What you are asked to do →
Pick each line that has "error" out of the records.

(Saved entries)
►
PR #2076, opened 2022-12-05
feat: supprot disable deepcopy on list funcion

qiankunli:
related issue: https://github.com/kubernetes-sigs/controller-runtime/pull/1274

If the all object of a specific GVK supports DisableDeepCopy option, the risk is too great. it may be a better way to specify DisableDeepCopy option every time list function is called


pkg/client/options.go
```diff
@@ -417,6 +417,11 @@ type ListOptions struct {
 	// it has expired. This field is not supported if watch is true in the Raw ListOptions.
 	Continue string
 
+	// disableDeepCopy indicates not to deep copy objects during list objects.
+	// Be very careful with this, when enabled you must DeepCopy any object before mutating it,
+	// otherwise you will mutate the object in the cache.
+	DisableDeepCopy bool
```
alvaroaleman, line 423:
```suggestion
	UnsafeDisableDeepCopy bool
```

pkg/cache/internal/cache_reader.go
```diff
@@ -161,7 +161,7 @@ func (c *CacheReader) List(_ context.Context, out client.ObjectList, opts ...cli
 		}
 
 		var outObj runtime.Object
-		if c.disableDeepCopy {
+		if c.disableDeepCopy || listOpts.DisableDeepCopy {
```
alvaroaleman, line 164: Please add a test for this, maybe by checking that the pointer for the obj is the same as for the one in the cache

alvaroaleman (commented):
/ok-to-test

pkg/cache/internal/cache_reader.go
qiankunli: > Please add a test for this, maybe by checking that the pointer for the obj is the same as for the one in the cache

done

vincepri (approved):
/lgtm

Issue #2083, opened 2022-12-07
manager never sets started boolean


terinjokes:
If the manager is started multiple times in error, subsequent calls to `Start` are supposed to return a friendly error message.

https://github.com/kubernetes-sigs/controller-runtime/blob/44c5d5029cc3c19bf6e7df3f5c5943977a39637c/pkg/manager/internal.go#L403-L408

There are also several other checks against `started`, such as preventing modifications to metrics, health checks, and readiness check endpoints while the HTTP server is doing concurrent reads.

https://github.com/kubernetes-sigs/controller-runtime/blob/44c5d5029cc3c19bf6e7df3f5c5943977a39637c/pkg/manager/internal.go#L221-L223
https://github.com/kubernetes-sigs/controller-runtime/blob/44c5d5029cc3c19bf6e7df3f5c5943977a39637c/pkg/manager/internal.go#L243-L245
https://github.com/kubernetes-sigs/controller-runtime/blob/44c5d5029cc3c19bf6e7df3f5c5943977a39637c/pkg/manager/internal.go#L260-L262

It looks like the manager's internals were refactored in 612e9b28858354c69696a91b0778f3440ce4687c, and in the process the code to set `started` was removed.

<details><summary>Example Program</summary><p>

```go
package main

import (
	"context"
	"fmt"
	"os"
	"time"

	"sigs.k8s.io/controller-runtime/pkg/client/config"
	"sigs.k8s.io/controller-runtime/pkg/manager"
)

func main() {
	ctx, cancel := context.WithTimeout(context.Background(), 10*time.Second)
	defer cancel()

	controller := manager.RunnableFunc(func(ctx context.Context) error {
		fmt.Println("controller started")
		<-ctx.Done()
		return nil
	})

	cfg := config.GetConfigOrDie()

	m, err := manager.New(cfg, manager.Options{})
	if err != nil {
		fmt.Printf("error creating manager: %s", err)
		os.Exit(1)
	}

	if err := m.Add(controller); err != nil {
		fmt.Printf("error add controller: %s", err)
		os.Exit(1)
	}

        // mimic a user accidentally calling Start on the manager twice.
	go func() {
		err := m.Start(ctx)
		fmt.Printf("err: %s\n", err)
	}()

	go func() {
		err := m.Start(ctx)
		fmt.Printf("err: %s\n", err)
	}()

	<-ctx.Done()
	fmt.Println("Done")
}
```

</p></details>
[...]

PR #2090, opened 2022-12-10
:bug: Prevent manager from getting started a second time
◄
Task response →
If the manager is started multiple times in error, subsequent calls to `Start` are supposed to return a friendly error message.
	controller := manager.RunnableFunc(func(ctx context.Context) error {
		fmt.Printf("error creating manager: %s", err)
		fmt.Printf("error add controller: %s", err)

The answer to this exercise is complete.